Where the records appear below, transcribe them exactly, leaving none out.

Stored items from a collection
┄┄┄┄┄┄┄┄┄┄
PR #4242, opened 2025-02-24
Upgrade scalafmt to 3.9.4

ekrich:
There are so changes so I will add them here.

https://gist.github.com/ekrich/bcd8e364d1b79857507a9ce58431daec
┄┄┄┄┄┄┄┄┄┄
▶ Result for this exercise:
PR #4242, opened 2025-02-24
Upgrade scalafmt to 3.9.4

ekrich:
There are so changes so I will add them here.

https://gist.github.com/ekrich/bcd8e364d1b79857507a9ce58431daec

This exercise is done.